──────── Given data ────────

PR #204, opened 2021-11-25
Fix project payment method

### LINKED ISSUE #201: metal_project payment_method_id UUID validation prevents refresh
It is possible for the payment_method to not be included in the project API response, even when `payment_method` is included. This is due to some billing relationship or token access to billing information.

When payment info is not included in the API response, the `PaymentMethod` object has zero values, including the Href and ID. This results in UUID validation by Terraform.

During refresh:
```
invalid value for payment_method_id (must be a valid UUID)
```

Packngo should reflect that Project PaymentMethod can be null. (it may be omitted by the API)
Terraform validation should allow this field to be empty.
https://github.com/equinix/terraform-provider-metal/blob/main/metal/resource_metal_project.go#L59

### Terraform Configuration Files
```hcl
# Copy-paste your Terraform configurations here - for large Terraform configs,
# please use a service like Dropbox and share a link to the ZIP file.
```

### Debug Output
Please provider a link to a GitHub Gist containing the complete debug output: https://www.terraform.io/docs/internals/debugging.html. Please do NOT paste the debug output in the issue; just paste a link to the Gist. Note: the debug log will contain your API key, please review the log and delete sensitive secrets before submitting.

### Panic Output
If Terraform produced a panic, please provide a link to a GitHub Gist containing the output of the `crash.log`.

### Expected Behavior
What should have happened?

### Actual Behavior
What actually happened?

### Steps to Reproduce
Please list the steps required to reproduce the issue, for example:
1. `terraform apply`

### Important Factoids
Are there anything atypical about your accounts that we should know?

### References
Are there any other GitHub issues (open or closed) or Pull Requests that should be linked here? For example:
- #1234

displague:
Fixes #201


metal/resource_metal_project_test.go
```diff
@@ -88,6 +88,11 @@ func TestAccMetalProject_BGPBasic(t *testing.T) {
 						"2SFsdfsg43"),
 				),
 			},
+			{
```
t0mk, line 91: If you add the import check to the project tests, why not adding it to the `TestAccMetalProject_Basic` too?

metal/resource_metal_project.go
```diff
@@ -56,7 +56,10 @@ func resourceMetalProject() *schema.Resource {
 				DiffSuppressFunc: func(k, old, new string, d *schema.ResourceData) bool {
 					return strings.EqualFold(strings.Trim(old, `"`), strings.Trim(new, `"`))
 				},
-				ValidateFunc: validation.StringMatch(uuidRE, "must be a valid UUID"),
+				ValidateFunc: validation.Any(
+					validation.StringMatch(uuidRE, "must be a valid UUID"),
+					validation.StringIsEmpty,
+				),
```
t0mk, line 62: Looks good. I can't say if it fixes the problem though, as haven't been able to invoke/replicate the error from 
#201

t0mk (changes requested):

metal/resource_metal_project_test.go
displague: I did at first and then noticed `TestAccMetalProject_importBasic` which does the same.

PR #207, opened 2022-01-03
Fabric service tokens in metal_connection

t0mk:
This PR adds Fabric service token support to metal_connection resource and datasource.

I also changed attribute validation in metal_connection, according to my understanding of what has changed (in `resourceMetalConnectionCreate`)

There are 2 things to do before this can be merged:

- This PR is blocked by https://github.com/packethost/packngo/issues/317, because right now it's not possible to read project ID for a created connection. Once the `project` attribute is added to Connection resoruce in EM API, it should be added to packngo, and then the read of `project_id` in `resourceMetalConnectionRead` in `metal/resource_metal_connection.go` should be updated.

- Update go mod dependency when the fabric service token support is released in packngo.

### DIFF
--- a/docs/data-sources/connection.md
+++ b/docs/data-sources/connection.md
@@ -23,19 +23,26 @@ data "metal_connection" "example" {
 
 ## Attributes Reference
 
-* `description` - Description of the connection resource
 * `name` - Name of the connection resource
-* `tags` - String list of tags
-* `facility` - Slug of a facility to which the connection belongs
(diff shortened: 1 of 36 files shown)


t0mk:
This is blocked by https://github.com/packethost/packngo/issues/317

displague (approved):
Thanks for precisely capturing this new feature of the EM API and for the detail in the implementation!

────────

Beginning at the top of the records above, transcribe each line exactly up to and including the line that holds "It is possible".

PR #204, opened 2021-11-25
Fix project payment method

### LINKED ISSUE #201: metal_project payment_method_id UUID validation prevents refresh
It is possible for the payment_method to not be included in the project API response, even when `payment_method` is included. This is due to some billing relationship or token access to billing information.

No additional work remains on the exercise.